Friday, August 8, 2014

Turning This House into a Home



Today, the movers brought my stuff!!  My belongings have been in storage for a year, while I moved around to Chicago, Southern California, and now Dayton.  It feels good to unpack everything and turn this house into a home (Luther Vandross’s “A House is not a Home” playing in the background).    
This neighborhood continues to fascinate me.  I feel my blackness here in a way I never have before.  Racial tension is pervasive here, yet there is an oddly friendly, old-timey neighborhood vibe.  For example, everybody knows everybody else on the block and there is a slow but constant flow of neighbors visiting one another’s houses.  When the work day is done, neighbors honk and wave to one another on the way home.  And kids here still play in the streets until the street lights come on.  However, amid these friendly exchanges, a confrontation tinged with racism occurs. One of the Little Girls stopped by to tell me about an altercation she had up the street.  I had just heard her yelling at another girl in the neighborhood, but I chalked it up to children being loud and boisterous.  The Little Girl confesses that a ten-year-old girl up the street called her little sister “a black A-S-S-  bitch” (yes, she spelled out “ass” because, as she explained, she’s only  eleven years old and she’s not allowed to use curse words—yet she did say the word “bitch” so who knows).  Her little sister is only three years old.  One of several mixed-race children in the area, most of whom are born to local white women and black men who presumably live across the river-- they definitely don’t live in this neighborhood.  As the Little Girl explains the altercation with the other girl, she says of her sister, “yeah, she’s black but she’s only three.  She can’t help it.”  I’m not clear as to which thing she can’t help—being black or being three years old.  I guess either way, she’s right; however, I assume she meant that her sister can’t help being black (the presumption being that if she could help it, she would).  
 In this neighborhood, being black is not considered a good thing and to point out the fact of one’s blackness is clearly meant to be an insult.   In defense of her little sister, the Little Girl rallies the other Little Girls and they rode their bikes to the end of the street to confront the offending  party.   At that moment, the Little Girls attempted to restore the honor of the three year old girl who was publicly called out for being black.  As I watched them ride away, I waved to a neighbor sitting across the street.  She simply got up and walked inside her house.  I guess she wasn’t interested in getting to know her new neighbor.   
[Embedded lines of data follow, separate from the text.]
PR #1023, opened 2026-08-24
Add: DeepSeek-V4 Flash serving contract

vegetabledoww:
- Add `models/deepseek_v4_flash_mtp/serving_contract.py`, a frozen
  dataclass declaring the kernel's prefill limits: a 128-token internal
  tile, at most 8192 active tokens per request per dispatch, one prefill
  request per rank partition, and no prefill/decode mixing within one
  dispatch.
- Validate the manifest at construction: schema version 1, a positive
  tile, and a per-request cap that is a positive multiple of that tile.
- Add `padded_prefill_tokens()`, rounding an active extent up to the tile
  and rejecting non-positive, over-cap, and non-integer inputs including
  `bool`, `float`, and `str`.
- Restate the prefill shape in `docs/models/deepseek_v4_flash_mtp.md` as
  one request per rank partition of up to 8192 active tokens, walked in
  128-token tiles.
- Run the new contract tests alongside the existing golden and
  DeepSeek-V4 Pro contract tests in CI.

The 8192 cap bounds a single prefill dispatch for one request, not the
model's context length; splitting a longer prompt across dispatches stays
with the serving side (hw-native-sys/pypto-serving#187). The module has
no import side effects and changes no kernel compute.

### DIFF
--- a/.github/workflows/ci.yml
+++ b/.github/workflows/ci.yml
@@ -49,7 +49,9 @@ jobs:
           pip install torch --index-url https://download.pytorch.org/whl/cpu
 
       - name: Run golden and DeepSeek contract tests
-        run: pytest tests/golden tests/contract/test_deepseek_v4_pro_*.py -v
+        run: >-
+          pytest tests/golden tests/contract/test_deepseek_v4_pro_*.py
+          tests/contract/test_deepseek_v4_flash_serving_contract.py -v
 
   detect-changes:
     runs-on: ubuntu-latest
--- a/docs/models/deepseek_v4_flash_mtp.md
+++ b/docs/models/deepseek_v4_flash_mtp.md
@@ -16,7 +16,7 @@ that every kernel imports as a bare sibling module.
 | Speculative decoding | MTP = 1 — one draft token verified against the previous one, so a decode step carries `S = 2` token rows per request |
 | Decode batch per card | 4 requests → 8 token rows per step (`DECODE_BATCH`, `DECODE_SEQ`) |
 | Decode context length | up to 16,384 positions, paged in 128-token pages (`max_position_embeddings`, `BLOCK_SIZE`) |
-| Prefill shape | one request of 128 tokens per program (`PREFILL_BATCH`, `PREFILL_SEQ`) |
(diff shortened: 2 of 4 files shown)


.github/workflows/ci.yml
```diff
@@ -450,13 +452,17 @@ jobs:
         with:
           pypto-lib-checkout-path: checkout
           pypto-serving-checkout-path: serving-checkout
+          # PR #1023 and pypto-serving #187 form one cross-repository contract.
+          pypto-serving-ref: refs/pull/187/head
```
zhangqi-chen: Remove the serving commit bindings

.github/workflows/ci.yml
```diff
@@ -450,13 +452,17 @@ jobs:
...
           # second 8-card server for the same gate.
           deepseek-mtp-cases: k1
-          pto2-ring-dep-pool: "131072"
-          pto2-ring-task-window: "131072"
-          pto2-ring-heap: "2147483648"
+          pto2-ring-dep-pool: "16384,16384,16384,16384"
+          pto2-ring-task-window: "16384,16384,16384,16384"
+          # Keep each dispatch depth below the measured 1 GiB bound instead of
+          # broadcasting one 2 GiB scalar into all four static arenas.
+          pto2-ring-heap: "1073741824,1073741824,1073741824,1073741824"
```
zhangqi-chen: why change it to 1G, or is it useless?

zhangqi-chen (changes requested):

.github/workflows/ci.yml
vegetabledoww: 已移除对 Serving PR #187 的固定 ref，同时撤回了 composite action 中新增的 pypto-serving-ref 参数。Lib 门禁恢复验证 Serving main，跨仓配套验证由 Serving #187 自身门禁负责。

.github/workflows/ci.yml
vegetabledoww: 此前改为每层 1 GiB 是为规避 scalar ring 配置广播后挤占 HBM，但该调整与本 PR 的 contract 职责无关。现已撤回全部 ring 参数修改，恢复既有 CI 基线；如后续仍需调整，会作为独立 CI 修复提交。

zhangqi-chen (approved):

Not more than ten minutes later, the man with the racist truck comes over to introduce himself.   I had recognized him yesterday as the truck’s owner when he returned home from work.  I was expecting a surly old man, but this dude (who looks like an older, heavier version of the late George Carlin— ponytail and all) is quickly greeted by the neighborhood children.  He smiles and asks them about their day and the children detail the rules of the game they were playing.   While I think the messages on Woody’s truck are vile, he seems like a cool enough guy.  We probably won’t be hanging out much, but we can exchange neighborly pleasantries from time to time.  As long as we never talk politics, we should be good.